Please use this identifier to cite or link to this item: https://doi.org/10.1103/PhysRevE.65.066207
Title: Localization in band random matrix models with and without increasing diagonal elements
Authors: Wang, W.-G. 
Issue Date: Jun-2002
Source: Wang, W.-G. (2002-06). Localization in band random matrix models with and without increasing diagonal elements. Physical Review E - Statistical, Nonlinear, and Soft Matter Physics 65 (6) : 066207/1-066207/8. ScholarBank@NUS Repository. https://doi.org/10.1103/PhysRevE.65.066207
Abstract: It is shown that localization of eigenfunctions in the Wigner band random matrix model with increasing diagonal elements can be related to localization in a band random matrix model with random diagonal elements. The relation is obtained by making use of a result of a generalization of Brillouin-Wigner perturbation theory, which shows that reduced Hamiltonian matrices with relatively small dimensions can be introduced for nonperturbative parts of eigenfunctions, and by employing intermediate basis states, which can improve the method of the reduced Hamiltonian matrix.
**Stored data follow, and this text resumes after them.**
PR #1116, opened 2026-04-08
Fix missing dbname in primary_conninfo for PG 17 slot sync

RToledo07:
## Summary

`pg_autoctl` generates `primary_conninfo` for standbys without the `dbname=` parameter, because all internal callers of `prepare_primary_conninfo()` pass `NULL` as the `dbname` argument. PostgreSQL 17+ slot synchronization requires `dbname=` in `primary_conninfo` and rejects connections that lack it with:

```
LOG:  replication slot synchronization requires "primary_conninfo" to be set
```

As a result, logical replication slots created with `failover = true` cannot be synchronized to physical standbys managed by pg_auto_failover, breaking logical replication continuity across failovers on PG 17 and later.

## Fix

Add a `dbname` field to `ReplicationSource` and propagate the configured database name (`config->pgSetup.dbname`) through `standby_init_replication_source()` to all callers of `prepare_primary_conninfo()` (and the related helpers `pg_basebackup()`, `prepare_recovery_settings()` and `pgctl_identify_system()`).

The latter model deviates from the standard band random matrix model mainly in two aspects: (i) the root mean square of diagonal elements is larger than that of off-diagonal elements within the band, and (ii) statistical distributions of the matrix elements are close to the Lévy distribution in their central parts, except in the high top regions. © 2002 The American Physical Society.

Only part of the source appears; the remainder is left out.